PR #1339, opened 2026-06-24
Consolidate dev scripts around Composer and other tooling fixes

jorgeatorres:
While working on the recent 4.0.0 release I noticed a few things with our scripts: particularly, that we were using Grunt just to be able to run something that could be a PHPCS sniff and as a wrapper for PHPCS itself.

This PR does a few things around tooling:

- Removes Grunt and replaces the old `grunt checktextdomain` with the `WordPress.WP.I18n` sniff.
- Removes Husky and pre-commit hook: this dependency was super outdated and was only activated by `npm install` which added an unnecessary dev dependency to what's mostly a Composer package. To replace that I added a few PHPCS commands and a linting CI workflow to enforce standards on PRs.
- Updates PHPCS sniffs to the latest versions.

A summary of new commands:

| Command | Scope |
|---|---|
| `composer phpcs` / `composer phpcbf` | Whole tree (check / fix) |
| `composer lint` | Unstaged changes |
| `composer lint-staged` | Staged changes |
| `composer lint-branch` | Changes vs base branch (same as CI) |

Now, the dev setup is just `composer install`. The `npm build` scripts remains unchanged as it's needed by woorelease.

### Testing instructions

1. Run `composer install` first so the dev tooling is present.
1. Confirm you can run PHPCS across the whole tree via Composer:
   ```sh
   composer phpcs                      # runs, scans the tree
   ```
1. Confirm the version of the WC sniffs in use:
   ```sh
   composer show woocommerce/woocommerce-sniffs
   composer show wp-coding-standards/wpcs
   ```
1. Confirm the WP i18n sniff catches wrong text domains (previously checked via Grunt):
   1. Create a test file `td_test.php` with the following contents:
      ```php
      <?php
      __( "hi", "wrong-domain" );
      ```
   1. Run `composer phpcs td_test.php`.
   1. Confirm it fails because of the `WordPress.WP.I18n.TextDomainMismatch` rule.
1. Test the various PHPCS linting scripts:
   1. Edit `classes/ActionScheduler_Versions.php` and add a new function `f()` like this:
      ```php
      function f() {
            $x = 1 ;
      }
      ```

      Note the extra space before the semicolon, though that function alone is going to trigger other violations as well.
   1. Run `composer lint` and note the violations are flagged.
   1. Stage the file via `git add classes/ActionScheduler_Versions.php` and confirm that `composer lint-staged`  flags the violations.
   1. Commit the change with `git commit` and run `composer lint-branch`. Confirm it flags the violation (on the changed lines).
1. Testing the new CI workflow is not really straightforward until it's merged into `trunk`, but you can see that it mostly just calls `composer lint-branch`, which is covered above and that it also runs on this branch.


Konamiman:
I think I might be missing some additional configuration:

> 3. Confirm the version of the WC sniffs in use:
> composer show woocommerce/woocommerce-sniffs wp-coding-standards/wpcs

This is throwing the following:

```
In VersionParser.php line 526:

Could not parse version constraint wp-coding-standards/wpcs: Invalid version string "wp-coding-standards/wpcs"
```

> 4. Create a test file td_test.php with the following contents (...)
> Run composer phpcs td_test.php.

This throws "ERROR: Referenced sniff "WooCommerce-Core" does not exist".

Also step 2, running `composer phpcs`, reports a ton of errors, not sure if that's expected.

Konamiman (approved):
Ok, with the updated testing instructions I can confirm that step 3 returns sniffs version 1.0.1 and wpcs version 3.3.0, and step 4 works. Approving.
--------------------------------
Your answer must be every line from the entries that contains the string "Grunt", copied as it stands.

* [EXERCISE OUTPUT]
While working on the recent 4.0.0 release I noticed a few things with our scripts: particularly, that we were using Grunt just to be able to run something that could be a PHPCS sniff and as a wrapper for PHPCS itself.
- Removes Grunt and replaces the old `grunt checktextdomain` with the `WordPress.WP.I18n` sniff.
1. Confirm the WP i18n sniff catches wrong text domains (previously checked via Grunt):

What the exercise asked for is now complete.